Pricing, value & where it sits in the market
KI does not publish retail pricing for the Kiaura Collection on its website. For a formal price of the product shown, please request a quote. This is standard for contract furniture: pricing is dealer-negotiated, project-specific, and dependent on volume, configuration, and lead time.
Based on the chair's positioning—Best of Competition winner, patented technology, premium materials, coordinated collection—we can infer that the Kiaura task chair will sit in the upper tier of the commercial task-chair market. Expect pricing in the range of $1,200–2,000+ for a fully configured task chair, competitive with the Herman Miller Aeron Remastered, Steelcase Gesture, and Haworth Fern. The lounge seating and conference variants will be priced accordingly.
Is it worth it? That depends on what you're buying. If you're buying a chair, the Kiaura is expensive. If you're buying a seating system—task, conference, lounge, tables, ottomans, all speaking the same design language and underpinned by a unified motion philosophy—then the value proposition becomes more compelling, especially for large commercial installations where design coherence and occupant performance are strategic priorities.
The Kiaura is not competing with $300 mesh chairs from Amazon. It's competing with Steelcase, Herman Miller, and Haworth for corporate spec dollars, LEED credit contributions, and the attention of architects and interior designers specifying high-performance workplaces.
Verdict — the bottom line
The Kiaura Collection built with Cognetic Technology has been honored with seven 2026 Best of NeoCon Awards, including Best of Competition in Integrated Technology, one of the commercial design industry's highest distinctions recognizing groundbreaking product innovation and design excellence. The collection also received Best of NeoCon Gold in Seating: Ergonomic Task, Collections for Collaboration, Seating: Sofas + Lounge, Seating: Conference, and Lounge Furniture Collections. These are not participation trophies; NeoCon is the premier North American commercial interiors trade show, and Best of Competition is its top honor.

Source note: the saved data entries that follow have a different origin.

PR #926, opened 2018-01-03
Improve could not resolve route message

spolti:
Add a hint about the available routes when you specify a invalid route name, like the example below:

```
    @RouteURL("kie-app")
    private URL routeURL;
```

With this change a message similar to this will be printed within the stacktrace:

> Caused by: java.lang.IllegalArgumentException: Could not resolve route: kie-app. Available routes: [kie-app-kieserver, secure-kie-app-kieserver]

It could be helpful when you are unsure about the route name, and instead to configure the arquillian to do not remove the test project to check the route names,
it is easier to have it on the stacktrace.


dipak-pawar:
Thank you @spolti. Looks good to me.

PR #927, opened 2018-01-04
chore(#924): Abstract common logic to Kubernetes Assistant and extend it to OpenShift Assistant

### LINKED ISSUE #924: Integrate common parts of KubernetesAssistant and OpenShiftAssistant
##### Issue Overview

Integrate common parts of `KubernetesAssistant` and `OpenShiftAssistant`

##### Expected Behaviour

Have common bits of both assistants in the same class and not duplicated.

Now it comes to my mind two different approaches, one is creating an abstract class which both classes extends, or put all common parts on `KubernetesAssistant` and make `OpenShiftAssistant` extending `KubernetesAssistant`. I prefer the later one.

hemanik:

Abstract the common logic from the Kubernetes and OpenShift Assistants to Kubernetes Assistant and extend the same to OpenShift Assistant.

- Removes duplicate code logic from OpenShift Assistant.
- Fixes `canProvide` method for provider classes.

Fixes #924

### DIFF
--- a/kubernetes/kubernetes/src/main/java/org/arquillian/cube/kubernetes/impl/KubernetesAssistant.java
+++ b/kubernetes/kubernetes/src/main/java/org/arquillian/cube/kubernetes/impl/KubernetesAssistant.java
@@ -13,7 +13,6 @@ import io.fabric8.kubernetes.clnt.v3_1.KubernetesClient;
 import io.fabric8.kubernetes.clnt.v3_1.KubernetesClientException;
 import io.fabric8.kubernetes.clnt.v3_1.dsl.NamespaceListVisitFromServerGetDeleteRecreateWaitApplicable;
 import io.fabric8.kubernetes.clnt.v3_1.internal.readiness.Readiness;
-import io.fabric8.openshift.clnt.v3_1.OpenShiftClient;
 import io.github.lukehutch.fastclasspathscanner.FastClasspathScanner;
 import io.github.lukehutch.fastclasspathscanner.matchprocessor.FileMatchProcessor;
 import org.arquillian.cube.kubernetes.impl.portforward.PortForwarder;
@@ -58,16 +57,10 @@ public class KubernetesAssistant {
     private KubernetesAssistantDefaultResourceLocator kubernetesAssistantDefaultResourcesLocator;
     private Map<String, List<HasMetadata>> created = new LinkedHashMap<>();
 
-    KubernetesAssistant(KubernetesClient client, String namespace) {
+    public KubernetesAssistant(KubernetesClient client, String namespace) {
         this.client = client;
         this.namespace = namespace;
         this.kubernetesAssistantDefaultResourcesLocator = new KubernetesAssistantDefaultResourceLocator();
-    }
-
-    public KubernetesAssistant(io.fabric8.openshift.clnt.v3_1.OpenShiftClient openShiftClient, String namespace) {
-        this.client = openShiftClient;
-        this.client.adapt(OpenShiftClient.class);
-        this.namespace = namespace;
     }
 
     /**
@@ -99,7 +92,7 @@ public class KubernetesAssistant {
         if (defaultFileOptional.isPresent()) {
             deployApplication(applicationName, defaultFileOptional.get());
         } else {
-            log.warning("No default Kubernetes or OpenShift resources found at default locations.");
+            log.warning("No default Kubernetes resources found at default locations.");
         }
     }
 
@@ -246,7 +239,7 @@ public class KubernetesAssistant {
         }
     }
 
-    public List<? extends HasMetadata> deploy(String name, InputStream element) throws IOException {
+    protected List<? extends HasMetadata> deploy(String name, InputStream element) throws IOException {
         NamespaceListVisitFromServerGetDeleteRecreateWaitApplicable<HasMetadata, Boolean> declarations = client.load(element);
         List<HasMetadata> entities = declarations.createOrReplace();
 
@@ -467,7 +460,7 @@ public class KubernetesAssistant {
             });
     }
 
-    public List<Pod> getPods(String label) {
+    protected List<Pod> getPods(String label) {
         return this.client
             .pods()
             .inNamespace(this.namespace)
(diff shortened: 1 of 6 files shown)


hemanik:
The problem is if I execute the complete HelloWorldOpenShiftAssistantTest test class, the tests fail with the error message as follows:
```
java.lang.RuntimeException: Could not set value on field org.arquillian.cube.openshift.impl.client.OpenShiftAssistant org.arquillian.cube.openshift.standalone.HelloWorldOpenShiftAssistantTest.openShiftAssistant using org.arquillian.cube.kubernetes.impl.KubernetesAssistant@1dab9dd6
```
But when each test is executed separately, it works fine.

dipak-pawar:
@hemanik I have a fix for issue. Can you give me access to push your repo?

kubernetes/kubernetes/src/main/java/org/arquillian/cube/kubernetes/impl/KubernetesAssistant.java
```diff
@@ -48,21 +49,27 @@
...
 
-    public KubernetesAssistant(io.fabric8.kubernetes.clnt.v3_1.KubernetesClient kubernetesClient, String namespace) {
-        this.client = kubernetesClient;
+    KubernetesAssistant(KubernetesClient client, String namespace) {
+        this.client = client;
         this.namespace = namespace;
         this.kubernetesAssistantDefaultResourcesLocator = new KubernetesAssistantDefaultResourceLocator();
     }
 
+    public KubernetesAssistant(io.fabric8.openshift.clnt.v3_1.OpenShiftClient openShiftClient, String namespace) {
```
dipak-pawar: I believe we don't need this constructor.

kubernetes/kubernetes/src/main/java/org/arquillian/cube/kubernetes/impl/KubernetesAssistant.java
```diff
@@ -219,7 +226,13 @@ public void deployAll(String applicationName, Path directory) throws IOException
...
     }
 
-    private void deploy(InputStream inputStream) throws IOException {
+    /**
+     * Deploys application reading resources from specified InputStream
+     *
+     * @param inputStream  where resources are read
+     * @throws IOException
+     */
+    public void deploy(InputStream inputStream) throws IOException {
```
dipak-pawar: Do we really need to make it public?

kubernetes/kubernetes/src/main/java/org/arquillian/cube/kubernetes/impl/KubernetesAssistant.java
```diff
@@ -233,7 +239,7 @@ private void deploy(InputStream inputStream) throws IOException {
         }
     }
 
-    private List<? extends HasMetadata> deploy(String name, InputStream element) throws IOException {
+    public List<? extends HasMetadata> deploy(String name, InputStream element) throws IOException {
```
dipak-pawar: I am not sure Is it really necessary to make it public for end user to use it

kubernetes/kubernetes/src/main/java/org/arquillian/cube/kubernetes/impl/KubernetesAssistant.java
```diff
@@ -455,7 +460,7 @@ public void scale(final int replicas) {
             });
     }
 
-    private List<Pod> getPods(String label) {
+    public List<Pod> getPods(String label) {
```
dipak-pawar: It can be `protected`

openshift/openshift/src/main/java/org/arquillian/cube/openshift/impl/client/OpenShiftRouteLocator.java
```diff
@@ -52,7 +52,7 @@ private CubeOpenShiftConfiguration getCubeOpenShiftConfiguration() {
         return config;
     }
 
-    private URL createUrlFromRoute(Route route) {
+    static URL createUrlFromRoute(Route route) {
```
dipak-pawar: I am not sure do we really need to make it static?

openshift/openshift/src/main/java/org/arquillian/cube/openshift/impl/enricher/external/OpenShiftAssistantResourceProvider.java
```diff
@@ -14,15 +14,15 @@
...
+        return OpenShiftAssistant.class.getName().equals(type.getName());
     }
 
     @Override
     public Object lookup(ArquillianResource arquillianResource, Annotation... annotations) {
         OpenShiftAssistant openShiftAssistant = this.openShiftAssistantInstance.get();
 
         if (openShiftAssistant == null) {
-            throw new IllegalStateException("Unable to inject DockerClient into test.");
+            throw new IllegalStateException("Unable to inject OpenshiftAssistant into test.");
```
dipak-pawar: Are we injecting here or doing lookup?

kubernetes/kubernetes/src/main/java/org/arquillian/cube/kubernetes/impl/KubernetesAssistant.java
hemanik: I think this gives just another means of deploying application, one example where I saw this could be used was for launcher-backend. So, I feel it makes sense to having it as public.

openshift/openshift/src/main/java/org/arquillian/cube/openshift/impl/enricher/external/OpenShiftAssistantResourceProvider.java
hemanik: It is injected above.

openshift/openshift/src/main/java/org/arquillian/cube/openshift/impl/client/OpenShiftRouteLocator.java
hemanik: I need to access it in OpenShiftAssistant, if I don't make it static, I'll have to create an instance of `OpenShiftRouteLocator` class.

PR #929, opened 2018-01-04
Configure Arquillian Naming Service after process templates

spolti:
This commit fixes the following issue:

If you define the following properties on arquillian.xml everything works as expected:

```
<property name="definitionsFile">src/test/resources/testrunner-pod.json</property>
<property name="proxiedContainerPorts">testrunner:9999,testrunner:9990,testrunner:8080</property>
```

The issue happens when there is no definitionsFile, the BuildablePodCube.java, the class where the routes are added in the naming service is not called.

With this fixes, all routes, even if there is multiple templates, will be properly configured after all resources are in place.


lordofthejars:
One comment, now I see that you've moved from BuildablePod logic to template logic, doesn't this mean that this logic is only executed in case of templates where before was called always?

spolti:
Do you think we should keep it on both places?

lordofthejars:
This is what I don't know, but it seems to me (I am not deeply familiar with this piece) that we are moving the functionality instead of fixing in one place where it is not executed.

spolti:
That's right, the problem is if there is no definitionsFile to be processed the Observer on TemplateContainerStarter.waitForDeployments (IMHO the routesAdd could be here instead BuildablePodCube) is not triggered, not sure why, I am still trying to figure it out, do you have any idea?

lordofthejars:
no idea in this part

spolti:
@lordofthejars  I updated the PR, it now will wait for all resources and create the routes properly with or not the definitionsFile, or if there is only the definitionsFile.

lordofthejars:
Seems good to me, @iocanel or  @jwendell can you take a quick review before I merge it?

Thank you very much.

jwendell:
is there an test for this already? if we have, it means test passed and I'm ok with it. Otherwise it would be good to add one that showcases the expected behavior.

spolti:
I'll rebase it and try to add some tests to it.
Thanks and sorry for the delay.

lordofthejars:
Sure, no worries :)

spolti:
Hey @lordofthejars / @jwendell  can you please take a look?

lordofthejars:
I have run the built twice but it is failing in all cases.

Issue #931, opened 2018-01-08
Use comma to separate multiple values in arquillian.xml


spisiakm:
##### Issue Overview

We ran into this issue when using Arquillian Cube to test Vert.x ConfigMap booster on OSO Pro. We're adding additional kubernetes resources through `env.dependencies` property in arquillian.xml. When a path to additional kubernetes/openshift resources contains a whitespace, it gets separated at this place, which results in an error - *FileNotFoundException*. Example: run a booster from a directory that contains a space in the name, for example `/home/Vert.x boosters/....` 

This could be resolved by using comma (and arbitrarily long string of whitespaces after that) to separate multiple values rather than just whitespaces.

##### Expected Behaviour

Additional kubernetes resources are located correctly even if the absolute path to them contains a whitespace.

##### Current Behaviour

If the absolute path contains a whitespace, it is split at this place, which results in an error.

##### Steps To Reproduce
1. `git clone git@github.com:openshiftio-vertx-boosters/vertx-configmap-booster-redhat.git` in any directory that contains a whitespace in the name
2. `mvn clean verify -Popenshift,openshift-it` from this directory. Note that you must be logged to an existing OpenShift instance.

lordofthejars:
Thank you very much.

Ladicek:
Frankly, I don't think this is a proper fix. I can put a comma into a file path and will be screwed again. IMHO, a proper fix would be either adding some form of escaping / quotation, or using XML elements for individual elements. I even think it would be possible to implement both options in a backwards-compatible way.

lordofthejars:
I agree that you can still put a comma in a path, but it is really strange to have a path with commas. Also, having whitespace as separator even escaping them is a good idea from the point of view of the user since checking the attribute you don't clearly know what is a new path and what's not.

Saying that of course, the best solution would be as you mention having XML elements there but then I think that what we are doing is a reparsing of an XML document. Something to discuss if this can be provided by core.

PR #932, opened 2018-01-08
ENVIRONMENT_DEPENDENCIES are now separated by comma

spisiakm:

https://github.com/arquillian/arquillian-cube/issues/931

- use a comma (and arbitrarily long string of whitespace chars) instead of just whitespaces to separate multiple values specified in `arquillian.xml` configuration file

### DIFF
--- a/kubernetes/kubernetes/src/main/java/org/arquillian/cube/kubernetes/impl/DefaultConfiguration.java
+++ b/kubernetes/kubernetes/src/main/java/org/arquillian/cube/kubernetes/impl/DefaultConfiguration.java
@@ -151,7 +151,7 @@ public class DefaultConfiguration implements Configuration {
                 .withWaitTimeout(getLongProperty(WAIT_TIMEOUT, map, DEFAULT_WAIT_TIMEOUT))
                 .withWaitPollInterval(getLongProperty(WAIT_POLL_INTERVAL, map, DEFAULT_WAIT_POLL_INTERVAL))
                 .withWaitForServiceList(
-                    Strings.splitAndTrimAsList(getStringProperty(WAIT_FOR_SERVICE_LIST, map, ""), "\\s+"))
+                    Strings.splitAndTrimAsList(getStringProperty(WAIT_FOR_SERVICE_LIST, map, ""), ",\\s*"))
                 .withAnsiLoggerEnabled(getBooleanProperty(ANSI_LOGGER_ENABLED, map, true))
                 .withKubernetesDomain(getStringProperty(DOMAIN, KUBERNETES_DOMAIN, map, null))
                 .withDockerRegistry(getDockerRegistry(map))
--- a/kubernetes/kubernetes/src/main/java/org/arquillian/cube/kubernetes/impl/DefaultConfiguration.java
+++ b/kubernetes/kubernetes/src/main/java/org/arquillian/cube/kubernetes/impl/DefaultConfiguration.java
@@ -132,7 +132,7 @@ public class DefaultConfiguration implements Configuration {
                     asUrlOrResource(getStringProperty(ENVIRONMENT_TEARDOWN_SCRIPT_URL, map, null)))
                 .withEnvironmentConfigUrl(getKubernetesConfigurationUrl(map))
                 .withEnvironmentDependencies(
-                    asURL(Strings.splitAndTrimAsList(getStringProperty(ENVIRONMENT_DEPENDENCIES, map, ""), ",\\s*")))
+                    asURL(Strings.splitAndTrimAsList(getStringProperty(ENVIRONMENT_DEPENDENCIES, map, ""), "\\s*,\\s*")))
                 .withNamespaceLazyCreateEnabled(
                     getBooleanProperty(NAMESPACE_LAZY_CREATE_ENABLED, map, DEFAULT_NAMESPACE_LAZY_CREATE_ENABLED))
                 .withNamespaceCleanupEnabled(getBooleanProperty(NAMESPACE_CLEANUP_ENABLED, map, true))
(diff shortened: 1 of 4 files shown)


spisiakm:
I also noticed that multiple values in `WAIT_FOR_SERVICE_LIST` property are also separated by just whitespaces. That probably needs to be changed as well.

lordofthejars:
Good, thank you very much, can you provide the fix for `WAIT_FOR_SERVICE_LIST ` and update the docs?

Thank you very much.

cescoffier:
👍

kubernetes/kubernetes/src/main/java/org/arquillian/cube/kubernetes/impl/DefaultConfiguration.java
```diff
@@ -132,7 +132,7 @@ public static DefaultConfiguration fromMap(Map<String, String> map) {
                     asUrlOrResource(getStringProperty(ENVIRONMENT_TEARDOWN_SCRIPT_URL, map, null)))
                 .withEnvironmentConfigUrl(getKubernetesConfigurationUrl(map))
                 .withEnvironmentDependencies(
-                    asURL(Strings.splitAndTrimAsList(getStringProperty(ENVIRONMENT_DEPENDENCIES, map, ""), "\\s+")))
+                    asURL(Strings.splitAndTrimAsList(getStringProperty(ENVIRONMENT_DEPENDENCIES, map, ""), ",\\s*")))
```
dipak-pawar: How about `\\s*,\\s*` regex?

kubernetes/kubernetes/src/main/java/org/arquillian/cube/kubernetes/impl/DefaultConfiguration.java
```diff
@@ -151,7 +151,7 @@ public static DefaultConfiguration fromMap(Map<String, String> map) {
                 .withWaitTimeout(getLongProperty(WAIT_TIMEOUT, map, DEFAULT_WAIT_TIMEOUT))
                 .withWaitPollInterval(getLongProperty(WAIT_POLL_INTERVAL, map, DEFAULT_WAIT_POLL_INTERVAL))
                 .withWaitForServiceList(
-                    Strings.splitAndTrimAsList(getStringProperty(WAIT_FOR_SERVICE_LIST, map, ""), "\\s+"))
+                    Strings.splitAndTrimAsList(getStringProperty(WAIT_FOR_SERVICE_LIST, map, ""), ",\\s*"))
```
dipak-pawar: How about `\\s*,\\s*` regex?

openshift/openshift/src/main/java/org/arquillian/cube/openshift/impl/client/CubeOpenShiftConfiguration.java
```diff
@@ -164,7 +164,7 @@ public static CubeOpenShiftConfiguration fromMap(Map<String, String> map) {
                     asUrlOrResource(getStringProperty(ENVIRONMENT_TEARDOWN_SCRIPT_URL, map, null)))
                 .withEnvironmentConfigUrl(getKubernetesConfigurationUrl(map))
                 .withEnvironmentDependencies(
-                    asURL(Strings.splitAndTrimAsList(getStringProperty(ENVIRONMENT_DEPENDENCIES, map, ""), "\\s+")))
+                    asURL(Strings.splitAndTrimAsList(getStringProperty(ENVIRONMENT_DEPENDENCIES, map, ""), ",\\s*")))
```
dipak-pawar: same as above

openshift/openshift/src/main/java/org/arquillian/cube/openshift/impl/client/CubeOpenShiftConfiguration.java
```diff
@@ -183,7 +183,7 @@ public static CubeOpenShiftConfiguration fromMap(Map<String, String> map) {
                 .withWaitTimeout(getLongProperty(WAIT_TIMEOUT, map, DEFAULT_WAIT_TIMEOUT))
                 .withWaitPollInterval(getLongProperty(WAIT_POLL_INTERVAL, map, DEFAULT_WAIT_POLL_INTERVAL))
                 .withWaitForServiceList(
-                    Strings.splitAndTrimAsList(getStringProperty(WAIT_FOR_SERVICE_LIST, map, ""), "\\s+"))
+                    Strings.splitAndTrimAsList(getStringProperty(WAIT_FOR_SERVICE_LIST, map, ""), ",\\s*"))
```
dipak-pawar: same as above

kubernetes/kubernetes/src/main/java/org/arquillian/cube/kubernetes/impl/DefaultConfiguration.java
spisiakm: I don't mind, let me update it :)

lordofthejars: I am not sure about any of both expressions, I think that the comma part should be optional, so the property can be either `mykubernetes.json` or `mykubernetes.json, mysecondkubernetes.json`

dipak-pawar: With `\\s*,\\s*` regex following cases will be covered:
* mykubernetes.json 
* mykubernetes.json, mysecondkubernetes.json
* mykubernetes.json , mysecondkubernetes.json

spisiakm: Well, you're using `String.split` java method for separating multiple values by regex, so if there's just one single value, nothing happens and this value will be returned as is.

lordofthejars:
Now looks good to me, if @dipak-pawar agrees, then tomorrow I'll release Cube 2.0.0

lordofthejars:
Also @spisiakm can you fix the build? There are some test failing because of the change (`org.arquillian.cube.kubernetes.reporter.TakeKubernetesResourcesInformationTest`) 

Thanks.

spisiakm:
I'll fix that tomorrow morning.

dipak-pawar:
Thank you @spisiakm. Lgtm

The Kiaura Collection is KI's moonshot: a deliberate attempt to shift the conversation from "how many adjustments does your chair have?" to "does your chair move with you or against you?" More than a product launch, the Kiaura Collection signals a broader shift in how seating can support human performance over time. With this introduction, KI is formally defining Human Performance Seating as a category that expands beyond traditional ergonomics to consider the relationship between movement, cognitive engagement, physical comfort, and physiological well-being.
Will it succeed? That depends on whether the market is ready to trust a chair that simplifies control in favor of passive, intuitive motion. Early reactions—"immediate and visceral," "cloud-like," "fundamentally different"—suggest that the experience is distinctive and polarizing. Some users will find it liberating; others will miss the granular adjustability of a Leap or Gesture.
For organizations specifying at scale, the Kiaura offers something rare: a cohesive, award-winning seating family built around a genuinely novel technology, backed by a century-old, employee-owned American manufacturer with a track record of durability and sustainability. It's not the cheapest chair, but it may be the most forward-thinking chair you can specify in 2026. If you're ready to stop managing your chair and start letting your chair manage itself, the Kiaura is the first serious commercial answer to that question.